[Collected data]
►

PR #5950, opened 2024-06-20
chore(compass-sidebar, compass-connections-import-export): adds an entrypoint in the multiple connections sidebar for import and export of saved connections COMPASS-7981

himanshusinghs:
## Description
This PR adds a ConnectionImportExportProvider to support invoking the ImportExport modal from different places in the application (old connections list and the new sidebar). When the provider is not the render tree, we do not show the actions related to Import Export of connections (applicable for CompassWeb).

The import export logic has also been modified to consider that all the connections should be taken into account into when multiple connections flag is on because in multiple connections world, all the connections are saved (regardless of them being favorite or not).

### Demo

https://github.com/mongodb-js/compass/assets/10037761/cd420b43-15d5-4090-9bd0-765469a2a3eb

### Checklist

## Motivation and Context

- [ ] Bugfix
- [ ] New feature
- [ ] Dependency update
- [ ] Misc

## Types of changes

- [ ] *Backport Needed*


packages/compass-connection-import-export/src/components/import-modal.tsx
```diff
@@ -82,21 +86,22 @@ export function ImportConnectionsModal({
         displayName: (
           <>
             {conn.name}
-            {conn.isExistingFavorite && (
+            {conn.isExistingConnection && (
```
lerouxb, line 89: What happens here in single connections world? Is this only true for favourites?

himanshusinghs: This is just a rename to isExistingConnection (to not confuse anyhow that we're only working with favorites) but how we determine an existing connection is defined here - https://github.com/mongodb-js/compass/pull/5950/files#diff-ec1f998fbad63a79b9ef45caea37663b06897235f2af291a7612b8eea2b30744R103-R117

This changes between single and multi connection world.

packages/compass/src/app/components/home.tsx
```diff
@@ -135,64 +135,6 @@ async function reauthenticationHandler() {
...
-  }, []);
-
-  const ConnectionImportModal = useMemo(
-    () =>
-      function ConnectionImportModal() {
-        return (
-          <ImportConnectionsModal
-            open={importModalOpen}
-            setOpen={setImportModalOpen}
-            trackingProps={{ context: 'connectionsList' }}
```
himanshusinghs, line 157: I wanted to ask about this `trackingProps`. Since we now have a provider, we expect the trackingProps to be provided by location from where the modal will be opened.

For example [here](https://github.com/mongodb-js/compass/pull/5950/files#diff-dcb87fc0b13a0f3894f8e4ea2a0c1c2a92ca6da293b7afbb9be30b68f64236bfR156-R157) and [then also here](https://github.com/mongodb-js/compass/pull/5950/files#diff-dcb87fc0b13a0f3894f8e4ea2a0c1c2a92ca6da293b7afbb9be30b68f64236bfR156-R157).

As you can see - in both the places the context is connectionsList. Would we want to differentiate between the two maybe by saying "multipleConnectionsList" for the latter?

Also, we open the modals via ipc call ([example here](https://github.com/mongodb-js/compass/pull/5950/files#diff-bb7670b9b7b39521ac52e1e2596227d7bd4a1e77c34797f1902ab84812be2b45L56)). Should the tracking prop be different in that case, maybe "compassMenu"?

@lerouxb @mcasimir (tagging you guys, maybe you have an idea?)

lerouxb: My guess is yes. Maybe ask in slack to see what product/analytics would prefer?

himanshusinghs: To clear out this thread: we're keeping context: connectionsList for both the single and multi connections sidebar.
For when the modal is opened via menuBar the context is set to "menuBar"

lerouxb (approved):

◄

GOAL OF THE EXERCISE ▸ Exactly as they appear above, transcribe the records in full.

RESULT OF THIS EXERCISE ▸
PR #5950, opened 2024-06-20
chore(compass-sidebar, compass-connections-import-export): adds an entrypoint in the multiple connections sidebar for import and export of saved connections COMPASS-7981

himanshusinghs:
## Description
This PR adds a ConnectionImportExportProvider to support invoking the ImportExport modal from different places in the application (old connections list and the new sidebar). When the provider is not the render tree, we do not show the actions related to Import Export of connections (applicable for CompassWeb).

The import export logic has also been modified to consider that all the connections should be taken into account into when multiple connections flag is on because in multiple connections world, all the connections are saved (regardless of them being favorite or not).

### Demo

https://github.com/mongodb-js/compass/assets/10037761/cd420b43-15d5-4090-9bd0-765469a2a3eb

### Checklist

## Motivation and Context

- [ ] Bugfix
- [ ] New feature
- [ ] Dependency update
- [ ] Misc

## Types of changes

- [ ] *Backport Needed*


packages/compass-connection-import-export/src/components/import-modal.tsx
```diff
@@ -82,21 +86,22 @@ export function ImportConnectionsModal({
         displayName: (
           <>
             {conn.name}
-            {conn.isExistingFavorite && (
+            {conn.isExistingConnection && (
```
lerouxb, line 89: What happens here in single connections world? Is this only true for favourites?

himanshusinghs: This is just a rename to isExistingConnection (to not confuse anyhow that we're only working with favorites) but how we determine an existing connection is defined here - https://github.com/mongodb-js/compass/pull/5950/files#diff-ec1f998fbad63a79b9ef45caea37663b06897235f2af291a7612b8eea2b30744R103-R117

This changes between single and multi connection world.

packages/compass/src/app/components/home.tsx
```diff
@@ -135,64 +135,6 @@ async function reauthenticationHandler() {
...
-  }, []);
-
-  const ConnectionImportModal = useMemo(
-    () =>
-      function ConnectionImportModal() {
-        return (
-          <ImportConnectionsModal
-            open={importModalOpen}
-            setOpen={setImportModalOpen}
-            trackingProps={{ context: 'connectionsList' }}
```
himanshusinghs, line 157: I wanted to ask about this `trackingProps`. Since we now have a provider, we expect the trackingProps to be provided by location from where the modal will be opened.

For example [here](https://github.com/mongodb-js/compass/pull/5950/files#diff-dcb87fc0b13a0f3894f8e4ea2a0c1c2a92ca6da293b7afbb9be30b68f64236bfR156-R157) and [then also here](https://github.com/mongodb-js/compass/pull/5950/files#diff-dcb87fc0b13a0f3894f8e4ea2a0c1c2a92ca6da293b7afbb9be30b68f64236bfR156-R157).

As you can see - in both the places the context is connectionsList. Would we want to differentiate between the two maybe by saying "multipleConnectionsList" for the latter?

Also, we open the modals via ipc call ([example here](https://github.com/mongodb-js/compass/pull/5950/files#diff-bb7670b9b7b39521ac52e1e2596227d7bd4a1e77c34797f1902ab84812be2b45L56)). Should the tracking prop be different in that case, maybe "compassMenu"?

@lerouxb @mcasimir (tagging you guys, maybe you have an idea?)

lerouxb: My guess is yes. Maybe ask in slack to see what product/analytics would prefer?

himanshusinghs: To clear out this thread: we're keeping context: connectionsList for both the single and multi connections sidebar.
For when the modal is opened via menuBar the context is set to "menuBar"

lerouxb (approved):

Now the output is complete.